- _Exercise objective_:
This task calls for copying each line below that contains "less".

- _Data extract_:
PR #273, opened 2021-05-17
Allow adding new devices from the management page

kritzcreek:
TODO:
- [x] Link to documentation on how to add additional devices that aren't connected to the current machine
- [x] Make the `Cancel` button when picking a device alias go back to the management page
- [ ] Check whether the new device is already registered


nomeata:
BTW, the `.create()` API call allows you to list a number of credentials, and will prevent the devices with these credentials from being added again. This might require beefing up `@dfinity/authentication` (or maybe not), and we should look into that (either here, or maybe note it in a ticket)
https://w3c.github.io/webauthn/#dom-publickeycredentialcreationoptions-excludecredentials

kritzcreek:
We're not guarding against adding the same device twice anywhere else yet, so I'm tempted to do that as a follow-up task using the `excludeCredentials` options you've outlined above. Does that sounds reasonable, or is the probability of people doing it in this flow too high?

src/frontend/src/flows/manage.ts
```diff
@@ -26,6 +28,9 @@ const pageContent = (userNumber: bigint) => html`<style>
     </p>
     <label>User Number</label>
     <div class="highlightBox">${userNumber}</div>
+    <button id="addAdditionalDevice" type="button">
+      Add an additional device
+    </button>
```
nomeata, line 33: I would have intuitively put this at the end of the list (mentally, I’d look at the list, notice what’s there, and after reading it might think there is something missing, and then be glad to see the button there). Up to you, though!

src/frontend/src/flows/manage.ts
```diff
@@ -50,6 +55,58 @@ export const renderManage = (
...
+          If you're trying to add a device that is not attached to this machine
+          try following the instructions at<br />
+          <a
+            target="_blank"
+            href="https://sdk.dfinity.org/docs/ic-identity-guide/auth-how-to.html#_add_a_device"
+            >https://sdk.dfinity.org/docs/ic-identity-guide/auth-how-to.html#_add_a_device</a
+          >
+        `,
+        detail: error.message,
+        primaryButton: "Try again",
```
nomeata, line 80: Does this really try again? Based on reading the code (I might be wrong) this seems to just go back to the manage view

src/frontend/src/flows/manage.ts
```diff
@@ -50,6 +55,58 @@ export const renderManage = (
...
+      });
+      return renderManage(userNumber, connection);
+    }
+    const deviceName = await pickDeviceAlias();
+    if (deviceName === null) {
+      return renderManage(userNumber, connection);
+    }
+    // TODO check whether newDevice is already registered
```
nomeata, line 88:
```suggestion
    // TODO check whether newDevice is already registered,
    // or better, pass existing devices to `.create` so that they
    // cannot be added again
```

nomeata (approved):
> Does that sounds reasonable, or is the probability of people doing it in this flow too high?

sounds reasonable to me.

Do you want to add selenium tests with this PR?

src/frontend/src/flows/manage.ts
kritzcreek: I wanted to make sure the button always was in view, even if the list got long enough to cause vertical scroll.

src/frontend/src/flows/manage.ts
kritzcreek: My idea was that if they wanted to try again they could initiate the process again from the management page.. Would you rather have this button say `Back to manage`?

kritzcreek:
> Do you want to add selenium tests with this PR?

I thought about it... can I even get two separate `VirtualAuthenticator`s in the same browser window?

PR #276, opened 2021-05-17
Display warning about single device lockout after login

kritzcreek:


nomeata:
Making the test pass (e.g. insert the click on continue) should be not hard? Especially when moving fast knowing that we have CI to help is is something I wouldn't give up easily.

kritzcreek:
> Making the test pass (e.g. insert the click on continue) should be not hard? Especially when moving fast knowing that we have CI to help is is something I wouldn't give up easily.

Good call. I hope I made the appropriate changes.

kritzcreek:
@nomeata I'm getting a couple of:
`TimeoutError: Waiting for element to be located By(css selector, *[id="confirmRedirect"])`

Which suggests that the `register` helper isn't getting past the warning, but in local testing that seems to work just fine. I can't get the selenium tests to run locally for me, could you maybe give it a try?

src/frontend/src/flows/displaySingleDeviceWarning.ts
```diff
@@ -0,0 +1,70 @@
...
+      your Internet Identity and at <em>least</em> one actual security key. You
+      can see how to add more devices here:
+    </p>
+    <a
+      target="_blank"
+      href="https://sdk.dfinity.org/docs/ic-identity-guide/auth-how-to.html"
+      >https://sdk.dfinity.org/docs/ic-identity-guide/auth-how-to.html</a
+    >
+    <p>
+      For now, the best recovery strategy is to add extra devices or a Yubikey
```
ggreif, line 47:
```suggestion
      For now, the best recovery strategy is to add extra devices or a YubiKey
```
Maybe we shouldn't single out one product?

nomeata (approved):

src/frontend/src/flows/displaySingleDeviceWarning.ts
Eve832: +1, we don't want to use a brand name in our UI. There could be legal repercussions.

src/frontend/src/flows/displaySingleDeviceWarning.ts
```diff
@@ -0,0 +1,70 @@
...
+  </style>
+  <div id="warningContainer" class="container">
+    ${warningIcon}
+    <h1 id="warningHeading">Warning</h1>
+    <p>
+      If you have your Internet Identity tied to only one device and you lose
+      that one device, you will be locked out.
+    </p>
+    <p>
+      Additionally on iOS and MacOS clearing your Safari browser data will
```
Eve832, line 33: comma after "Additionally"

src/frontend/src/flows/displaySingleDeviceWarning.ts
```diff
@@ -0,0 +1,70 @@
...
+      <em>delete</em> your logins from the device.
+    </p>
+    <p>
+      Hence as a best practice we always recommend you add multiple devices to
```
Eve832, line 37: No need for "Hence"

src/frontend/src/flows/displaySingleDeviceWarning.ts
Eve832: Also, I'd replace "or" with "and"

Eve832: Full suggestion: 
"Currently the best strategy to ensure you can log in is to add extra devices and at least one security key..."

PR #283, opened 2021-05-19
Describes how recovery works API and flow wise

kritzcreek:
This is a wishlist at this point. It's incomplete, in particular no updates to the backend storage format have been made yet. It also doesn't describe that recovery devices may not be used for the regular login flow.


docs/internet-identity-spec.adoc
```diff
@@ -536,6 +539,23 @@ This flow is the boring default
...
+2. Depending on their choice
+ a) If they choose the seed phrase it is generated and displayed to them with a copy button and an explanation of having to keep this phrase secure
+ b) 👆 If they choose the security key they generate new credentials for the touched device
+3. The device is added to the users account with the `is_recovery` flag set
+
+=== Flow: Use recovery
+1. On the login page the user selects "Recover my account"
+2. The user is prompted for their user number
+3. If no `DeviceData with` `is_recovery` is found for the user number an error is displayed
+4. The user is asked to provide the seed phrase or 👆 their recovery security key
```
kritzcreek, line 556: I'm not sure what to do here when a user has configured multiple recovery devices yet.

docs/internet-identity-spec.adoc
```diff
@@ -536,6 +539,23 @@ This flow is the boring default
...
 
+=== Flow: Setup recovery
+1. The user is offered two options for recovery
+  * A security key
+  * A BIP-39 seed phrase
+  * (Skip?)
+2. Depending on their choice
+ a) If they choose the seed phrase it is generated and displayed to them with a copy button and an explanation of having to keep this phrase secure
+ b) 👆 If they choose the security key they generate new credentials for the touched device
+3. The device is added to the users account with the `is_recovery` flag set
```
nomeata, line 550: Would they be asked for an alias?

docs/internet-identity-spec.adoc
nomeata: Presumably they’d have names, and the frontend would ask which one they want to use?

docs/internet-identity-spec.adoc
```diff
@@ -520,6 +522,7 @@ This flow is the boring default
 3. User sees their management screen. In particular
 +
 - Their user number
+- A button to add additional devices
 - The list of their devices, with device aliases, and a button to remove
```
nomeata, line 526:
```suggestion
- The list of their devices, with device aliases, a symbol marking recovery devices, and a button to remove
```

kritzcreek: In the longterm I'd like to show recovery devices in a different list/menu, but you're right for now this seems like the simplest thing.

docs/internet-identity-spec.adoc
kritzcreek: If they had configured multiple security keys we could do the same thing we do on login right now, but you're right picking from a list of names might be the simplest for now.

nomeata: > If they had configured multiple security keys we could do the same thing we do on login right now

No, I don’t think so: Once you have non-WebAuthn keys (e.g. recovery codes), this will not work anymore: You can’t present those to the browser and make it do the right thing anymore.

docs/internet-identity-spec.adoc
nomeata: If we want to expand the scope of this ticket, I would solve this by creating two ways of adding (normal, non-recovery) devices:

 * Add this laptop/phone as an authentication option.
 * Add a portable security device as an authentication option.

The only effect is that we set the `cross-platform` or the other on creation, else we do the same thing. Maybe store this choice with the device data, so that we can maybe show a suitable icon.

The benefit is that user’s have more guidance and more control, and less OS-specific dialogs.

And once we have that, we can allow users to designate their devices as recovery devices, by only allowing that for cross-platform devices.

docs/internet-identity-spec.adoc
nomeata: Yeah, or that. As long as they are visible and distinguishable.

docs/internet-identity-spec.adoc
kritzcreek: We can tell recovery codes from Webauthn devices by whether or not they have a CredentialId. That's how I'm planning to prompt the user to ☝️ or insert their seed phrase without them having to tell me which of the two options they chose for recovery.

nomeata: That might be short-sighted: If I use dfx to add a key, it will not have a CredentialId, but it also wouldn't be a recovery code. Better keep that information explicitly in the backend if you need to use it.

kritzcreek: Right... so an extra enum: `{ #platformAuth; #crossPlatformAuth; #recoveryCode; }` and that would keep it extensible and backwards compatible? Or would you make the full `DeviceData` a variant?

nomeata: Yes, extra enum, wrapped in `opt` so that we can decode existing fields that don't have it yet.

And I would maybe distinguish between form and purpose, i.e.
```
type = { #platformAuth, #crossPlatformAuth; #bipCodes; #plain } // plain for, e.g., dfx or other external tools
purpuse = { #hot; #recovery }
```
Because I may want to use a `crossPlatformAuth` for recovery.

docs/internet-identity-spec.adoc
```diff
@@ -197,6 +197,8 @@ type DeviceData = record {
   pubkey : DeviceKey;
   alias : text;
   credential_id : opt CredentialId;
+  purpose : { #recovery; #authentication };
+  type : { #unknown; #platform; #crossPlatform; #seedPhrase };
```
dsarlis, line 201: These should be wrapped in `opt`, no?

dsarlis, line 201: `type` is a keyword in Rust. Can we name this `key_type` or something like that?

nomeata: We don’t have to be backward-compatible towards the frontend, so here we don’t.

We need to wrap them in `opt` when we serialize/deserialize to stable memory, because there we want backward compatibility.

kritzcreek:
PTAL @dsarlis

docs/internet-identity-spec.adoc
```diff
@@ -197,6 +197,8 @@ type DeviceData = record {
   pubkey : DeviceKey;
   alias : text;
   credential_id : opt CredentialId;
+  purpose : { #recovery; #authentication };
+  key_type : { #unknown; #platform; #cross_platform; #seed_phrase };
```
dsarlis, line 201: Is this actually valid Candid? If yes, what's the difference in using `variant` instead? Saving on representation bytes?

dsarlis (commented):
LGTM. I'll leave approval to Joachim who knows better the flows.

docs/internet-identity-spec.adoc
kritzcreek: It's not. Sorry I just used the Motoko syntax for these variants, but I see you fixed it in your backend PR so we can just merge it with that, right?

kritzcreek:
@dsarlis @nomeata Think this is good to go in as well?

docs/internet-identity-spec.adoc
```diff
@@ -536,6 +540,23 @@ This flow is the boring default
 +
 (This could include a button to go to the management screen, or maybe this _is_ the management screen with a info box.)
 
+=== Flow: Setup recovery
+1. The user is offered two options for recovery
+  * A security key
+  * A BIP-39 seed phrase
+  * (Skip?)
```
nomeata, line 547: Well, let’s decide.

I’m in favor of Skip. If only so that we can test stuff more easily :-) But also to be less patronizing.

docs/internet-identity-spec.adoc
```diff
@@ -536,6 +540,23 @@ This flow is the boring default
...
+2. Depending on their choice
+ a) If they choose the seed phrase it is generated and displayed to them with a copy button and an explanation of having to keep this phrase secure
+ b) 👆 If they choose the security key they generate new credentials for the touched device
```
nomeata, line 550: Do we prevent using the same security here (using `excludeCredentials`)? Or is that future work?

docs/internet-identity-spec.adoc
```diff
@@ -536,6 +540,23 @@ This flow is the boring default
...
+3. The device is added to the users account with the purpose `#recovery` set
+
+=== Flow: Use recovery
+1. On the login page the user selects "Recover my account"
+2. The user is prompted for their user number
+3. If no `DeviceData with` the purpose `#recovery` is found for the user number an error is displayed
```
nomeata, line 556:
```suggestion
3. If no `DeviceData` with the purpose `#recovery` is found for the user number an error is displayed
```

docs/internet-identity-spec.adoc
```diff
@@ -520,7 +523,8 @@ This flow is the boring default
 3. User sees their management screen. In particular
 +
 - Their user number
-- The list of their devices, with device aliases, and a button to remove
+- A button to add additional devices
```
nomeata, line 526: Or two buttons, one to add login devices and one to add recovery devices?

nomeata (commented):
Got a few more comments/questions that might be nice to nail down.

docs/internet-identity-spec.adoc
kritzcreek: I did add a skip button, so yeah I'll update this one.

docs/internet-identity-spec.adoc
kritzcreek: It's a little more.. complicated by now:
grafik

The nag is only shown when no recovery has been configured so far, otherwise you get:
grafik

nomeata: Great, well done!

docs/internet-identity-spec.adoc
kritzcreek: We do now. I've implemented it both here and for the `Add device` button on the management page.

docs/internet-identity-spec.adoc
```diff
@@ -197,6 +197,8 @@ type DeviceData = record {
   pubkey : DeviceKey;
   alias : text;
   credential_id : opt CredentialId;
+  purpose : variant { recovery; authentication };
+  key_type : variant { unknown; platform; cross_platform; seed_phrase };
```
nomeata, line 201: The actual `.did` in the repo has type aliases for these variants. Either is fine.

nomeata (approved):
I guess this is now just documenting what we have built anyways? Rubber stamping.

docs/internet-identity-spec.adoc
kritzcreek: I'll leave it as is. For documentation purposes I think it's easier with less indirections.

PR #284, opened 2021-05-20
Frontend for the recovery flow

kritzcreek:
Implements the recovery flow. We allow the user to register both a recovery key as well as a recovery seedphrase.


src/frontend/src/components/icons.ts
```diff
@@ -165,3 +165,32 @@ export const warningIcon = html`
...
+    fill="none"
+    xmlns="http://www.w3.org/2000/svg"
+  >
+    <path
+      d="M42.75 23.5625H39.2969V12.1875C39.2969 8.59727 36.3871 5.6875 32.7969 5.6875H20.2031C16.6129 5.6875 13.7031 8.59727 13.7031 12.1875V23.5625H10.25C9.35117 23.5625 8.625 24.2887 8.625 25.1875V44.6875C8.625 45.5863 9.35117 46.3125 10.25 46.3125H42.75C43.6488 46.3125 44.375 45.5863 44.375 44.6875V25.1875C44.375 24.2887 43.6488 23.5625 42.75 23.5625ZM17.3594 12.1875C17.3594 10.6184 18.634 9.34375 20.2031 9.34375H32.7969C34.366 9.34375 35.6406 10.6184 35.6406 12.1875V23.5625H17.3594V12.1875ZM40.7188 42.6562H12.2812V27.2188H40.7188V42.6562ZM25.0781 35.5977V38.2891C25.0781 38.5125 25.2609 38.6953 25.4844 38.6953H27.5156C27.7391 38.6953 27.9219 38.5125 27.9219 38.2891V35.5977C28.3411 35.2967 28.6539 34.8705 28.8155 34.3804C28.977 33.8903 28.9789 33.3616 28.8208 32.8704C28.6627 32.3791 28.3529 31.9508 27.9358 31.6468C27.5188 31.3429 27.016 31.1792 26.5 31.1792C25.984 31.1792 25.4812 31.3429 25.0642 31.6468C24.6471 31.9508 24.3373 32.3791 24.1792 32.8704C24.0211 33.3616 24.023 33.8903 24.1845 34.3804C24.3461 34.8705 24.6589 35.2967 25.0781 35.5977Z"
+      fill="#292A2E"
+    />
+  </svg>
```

- _Output of the task_:
The benefit is that user’s have more guidance and more control, and less OS-specific dialogs.
I’m in favor of Skip. If only so that we can test stuff more easily :-) But also to be less patronizing.
kritzcreek: I'll leave it as is. For documentation purposes I think it's easier with less indirections.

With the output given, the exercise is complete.